We are going to migrate our current single-site indexer cluster (running 4 nodes, with replication factor: 2 and search factor: 2, multiple TB or raw data) to new multi-site cluster on 2 data centers.
Currently, the cluster is running fine on these 4 nodes, and a we have a new set of 4 physical servers ready, so we will migrate from single-site to multi-site and also migrate from old servers to new servers.
The current cluster has several TB of raw data from almost every possible type, structured, unstructured, with a low retention (from 1 month to several months) and very high retention (from 1 year to several years)
The final multi-site configuration must imperatively be able to respect an high SLA level, with data center recovery plan compliance.
I am looking for advices, real world feedbacks to build the better scenario possible for this migration to be a success with the lowest level possible of operation, which is why i am asking today.
First, we are aware that it is (unfortunately) not possible to migrate single-site buckets that have non site origin guId to multi-site clusters. (http://docs.splunk.com/Documentation/Splunk/latest/Indexer/Migratetomultisite)
That is something really missing, i hope Splunk will one day implement this...
"The cluster will never create a new copy of the bucket on a non-origin site."
What could be the better approach for the migration scenario ?
We have some ideas, but i would very appreciate any help and interesting advises:
Scenario 1: Perform a standard migration, let the natural retention solves the single-site bucket and manually export / import data for indexes with an high retention
The first scenario would be the following:
Manually exporting data, and re-indexing it is a pain, and will costs time and money...
But this looks like the better approach, any idea ?
A other migration scenario would be:
This scenario could be reliable too (if we success in backing up / restoring !), but the bad thing here is that non origin buckets will be never be managed by the cluster if a am not wrong.
If we someday need to migrate on of nodes that were restored with non origin buckets, we will have manually migrates these buckets which is not really compliant with a cluster philosophy...
And finally, in case of unavailability of non restored nodes on each sites, past data would not be available
Finally we could export / re-index every piece of data from the old single-site cluster to the new cluster.
This looks the "cleaner" solution as every bucket will be a multi-site bucket.
Et voila 🙂
This would be magic... but i have serious doubts about exporting multiple TB of heterogeneous raw data, and re-indexing it with respect of every application specificity like metadata rewriting and so on...
I do not personally know strong and industrial ways to export / re-index data for high volume and high data complexity...
Thank you in advance for sharing your advice, opinion, feedbacks, and even better solutions !
I may be wrong in some points, don't hesitate to tell 🙂
I highly doubt that I'll add any value to what you have already, but keep us posted. I'm curious how this goes.

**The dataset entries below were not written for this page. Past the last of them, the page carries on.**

PR #2545, opened 2026-07-10
ci(benchmarks): adapt to new benchmark paths

mkroening:
For details, see https://github.com/hermit-os/hermit-rs/pull/1019.


jounathaen:
Looks to me as if this test was successful, right?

First thought I would have in your situation is whether exporting all of the high-retention data would be enough of a DR plan itself. Meaning, if you lose a data center and you need that data, you do have it. You may not have it in Splunk, but you have it. If that's an acceptable addendum to the DR plan for the remainder of the retention period, then it could save you some headaches in trying to fix address those single-site buckets.
Second idea, although not well thought at all, is if Splunk can be tricked into replicating the data by changing the site on a peer. I mean, if you know all of the single-site buckets are going to be assigned to site 1, can you configured one of your peers that is physically at site 2 to be site 1, and then shutdown one of the site 1 peers to force replication over to site 2. And then reconfigure it to be site 2. Again, no idea if that makes sense let alone whether it's doable. Or whether those would end up being excess buckets and eventually deleted..
Anyway, good luck!
Hi ! Thank you for your answer 🙂 And for your ideas !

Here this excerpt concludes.